[Collected data entries]
PR #1926, opened 2026-06-09
fix: canTermEnrollmentChange

### LINKED ISSUE #1818: canTermEnrollmentChange closes enrollment at Friday 00:00 instead of end of day
## Summary

`canTermEnrollmentChange` in `apps/antalmanac/src/lib/termHelpers.ts` (line ~74) closes the enrollment window at the start of Friday (00:00:00 local) instead of at the end.

## Repro

`term.instructionStart` is built by `parseLocalDate` to local midnight. `addWeeks` and date-fns `setDay` both preserve time-of-day from the input, so the right-hand side of the comparison resolves to Friday 00:00:00. Anyone checking after Friday 12:00:01 AM sees enrollment as closed, when UCI's drop policy treats Friday as a valid drop day.

## Root cause

```ts
return new Date() <= setDay(addWeeks(term.instructionStart, weeksUntilDropDeadline), 5);
```

Introduced in #1784. Caught by cubic on #1816 and tracked separately so the refactor PR stays focused.

## Suggested fix

```ts
const dropDeadline = setDay(addWeeks(term.instructionStart, weeksUntilDropDeadline), 5);
dropDeadline.setHours(23, 59, 59, 999);
return new Date() <= dropDeadline;
```

But — **before committing, confirm against UCI's actual deadline:**
- https://www.reg.uci.edu/enrollment/adc/adcpolicy.html (full quarters)
- https://summer.uci.edu/faq (summer)

The policy might say 5 PM Friday (registrar business close), not midnight. If so, use `setHours(17, 0, 0, 0)` instead.

## Acceptance criteria

- [ ] Verify the correct deadline time from UCI's policy
- [ ] Apply the matching `setHours` / `endOfDay` call
- [ ] Add a unit test pinning down the boundary with `vi.useFakeTimers()` (Thursday 11:59 PM → true; configured time on Friday → true; later Friday → false; Saturday → false)
- [ ] PR title prefix: `fix:`

jenniyan:
## Summary
- Changed `canTermEnrollmentChange` to close enrollment at Friday 5:00PM
- Sources:
  - https://uu.uci.edu/current-students/policies-and-procedures/enrollment-registration/
  - https://www.humanities.uci.edu/undergrad/add-drop-policy
- Wrote unit test for canTermEnrollmentChange in new file `termHelpers.test.ts`

## Test Plan
- `pnpm test` should succeed

## Issues
Closes #1818


apps/antalmanac/src/lib/termHelpers.ts
```diff
@@ -83,5 +83,7 @@ export function canTermEnrollmentChange(term: AATerm) {
         weeksUntilDropDeadline++;
     }
 
-    return new Date() <= setDay(addWeeks(term.instructionStart, weeksUntilDropDeadline), 5);
+    const dropDeadline = setDay(addWeeks(term.instructionStart, weeksUntilDropDeadline), 5);
+    dropDeadline.setHours(17, 0, 0, 0);
```
KevinWu098: We generally do expect the user to be in PST, but just curious if we declare that the application is always in PST? 

can you look into this please.

KevinWu098 (changes requested):
Looks solid. Two questions on correctness that would be good for you to confirm

1. see below
2. is drop deadline also 5 PM on friday for all summer sessions?

jenniyan:
> Looks solid. Two questions on correctness that would be good for you to confirm
> 
> 1. see below
> 2. is drop deadline also 5 PM on friday for all summer sessions?

After looking at the summer sessions FAQ, there is no specific indicator that the drop deadline is 5PM, so for now I adjusted it so that for all summer closing enrollment times are EOD. I also adjusted it so that for the shorter terms (summer sessions 1 and 2), the drop deadline is Week 1 Friday.

Additionally, the app isn’t globally set to PST. Some features do explicitly use America/Los_Angeles(for example the mailer that sends notifications for changes in course enrollment), but the main date logic still follows the runtime’s local timezone. So for any user in EST, a regular quarter's cutoff would look like Friday 5 PM EST.

apps/antalmanac/src/lib/termHelpers.ts
```diff
@@ -63,6 +63,24 @@ export function parseQuarter(rawQuarter: unknown) {
...
+    const isTermShort = differenceInWeeks(term.finalsStart, term.instructionStart) < 9;
+    const hasWeekZero = term.instructionStart.getDay() !== 1;
+    let weeksUntilDropDeadline = isTermShort ? 0 : 1;
+    if (hasWeekZero) {
+        weeksUntilDropDeadline++;
+    }
+
+    const dropDeadline = setDay(addWeeks(term.instructionStart, weeksUntilDropDeadline), 5);
+    if (term.isSummerTerm) {
+        return endOfDay(dropDeadline);
```
KevinWu098: A (brief) comment would be good here

KevinWu098 (commented):
Thanks for looking into it. For summer, EOD seems like a reasonable choice. For timezones, however, what I meant was that it would be... incorrect for someone on, say, the east coast to no longer be able to subscribe to notifications at 5 PM local time, which is only 2 PM PST.

Hence, it probably makes sense to figure out how to pin it to 5 PM PST! (and, as a good completeness thing, scan if there are any related areas which would benefit from also being pinned to PST without regressing behavior)

jenniyan:
Sorry for the delay on this... I pushed a fix that pins the drop deadline to 5 PM Pacific explicitly (via Intl.DateTimeFormat against America/Los_Angeles), so it now correctly resolves to 5 PM PT regardless of the viewer's local timezone or DST.

I also checked the rest of the codebase for anywhere else that might have the same bug. The only place that checks this deadline is the enrollment/notification code (canTermEnrollmentChange). Other places that use hours, like rendering the calendar or exporting to ICS, are showing actual class meeting times, which should stay in the user's local time, so those didn't need changing.

KevinWu098:
> Sorry for the delay on this... I pushed a fix that pins the drop deadline to 5 PM Pacific explicitly (via Intl.DateTimeFormat against America/Los_Angeles), so it now correctly resolves to 5 PM PT regardless of the viewer's local timezone or DST.
> 
> 
> 
> I also checked the rest of the codebase for anywhere else that might have the same bug. The only place that checks this deadline is the enrollment/notification code (canTermEnrollmentChange). Other places that use hours, like rendering the calendar or exporting to ICS, are showing actual class meeting times, which should stay in the user's local time, so those didn't need changing.

I'm squinting at this on mobile, so take what I'm saying with a grain of salt but uhhh the diff seems kinda big?

Is there really no concise way to express "5 PM PST" in our date helped library?

The diff in the test file also seems rather overly involved for the same reasons as above (I suspect you need far fewer LOC).

To be clear, if this is idiomatic, then I'm happy to be corrected here

jenniyan:
> > Sorry for the delay on this... I pushed a fix that pins the drop deadline to 5 PM Pacific explicitly (via Intl.DateTimeFormat against America/Los_Angeles), so it now correctly resolves to 5 PM PT regardless of the viewer's local timezone or DST.
> > I also checked the rest of the codebase for anywhere else that might have the same bug. The only place that checks this deadline is the enrollment/notification code (canTermEnrollmentChange). Other places that use hours, like rendering the calendar or exporting to ICS, are showing actual class meeting times, which should stay in the user's local time, so those didn't need changing.
> 
> I'm squinting at this on mobile, so take what I'm saying with a grain of salt but uhhh the diff seems kinda big?
> 
> Is there really no concise way to express "5 PM PST" in our date helped library?
> 
> The diff in the test file also seems rather overly involved for the same reasons as above (I suspect you need far fewer LOC).
> 
> To be clear, if this is idiomatic, then I'm happy to be corrected here

I'll take another look and see if I can trim it down. There's a decent chance I reached for Intl.DateTimeFormat boilerplate where the library already has a cleaner solution for having a fixed time.. I'll also simplify the test diff at the same time😅

jenniyan:
The plain package date-fns doesn't actually handle different timezones. I added date-fns-tz, which is the official add-on for date-fns that handles this, and its fromZonedTime function.

apps/antalmanac/src/lib/termHelpers.ts
```diff
@@ -63,6 +66,22 @@ export function parseQuarter(rawQuarter: unknown) {
...
+    const isTermShort = differenceInWeeks(term.finalsStart, term.instructionStart) < 9;
+    const hasWeekZero = term.instructionStart.getDay() !== 1;
+    let weeksUntilDropDeadline = isTermShort ? 0 : 1;
+    if (hasWeekZero) {
+        weeksUntilDropDeadline++;
+    }
+
+    const dropDeadline = setDay(addWeeks(term.instructionStart, weeksUntilDropDeadline), 5);
+    const closingTime = term.isSummerTerm
+        ? { hours: 23, minutes: 59, seconds: 59, milliseconds: 999 }
```
KevinWu098, line 79: i wonder if its 5 PM for summer too...

KevinWu098 (approved):
lgtm, nice work

apps/antalmanac/src/lib/termHelpers.ts
KevinWu098: (ik we already had this discussion, but i suspect 5 pm could be more likely because its more consistent... not that university systems are renowned for consistency...)

jenniyan: I'll change it to 5pm for summer then as well LOL

KevinWu098: 😸

jenniyan: actually I will just call the office when they are open tomorrow so this as accurate as it can be..

jenniyan: i called and the representative said its midnight for summer sessions so the current latest commit should be right 😸

KevinWu098: Nice. Good initiative! Will merge as is then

--- WHAT IS NEEDED ---
Show every line above where "Pacific" is found.

--- THE ANSWER ---
Sorry for the delay on this... I pushed a fix that pins the drop deadline to 5 PM Pacific explicitly (via Intl.DateTimeFormat against America/Los_Angeles), so it now correctly resolves to 5 PM PT regardless of the viewer's local timezone or DST.
> Sorry for the delay on this... I pushed a fix that pins the drop deadline to 5 PM Pacific explicitly (via Intl.DateTimeFormat against America/Los_Angeles), so it now correctly resolves to 5 PM PT regardless of the viewer's local timezone or DST.
> > Sorry for the delay on this... I pushed a fix that pins the drop deadline to 5 PM Pacific explicitly (via Intl.DateTimeFormat against America/Los_Angeles), so it now correctly resolves to 5 PM PT regardless of the viewer's local timezone or DST.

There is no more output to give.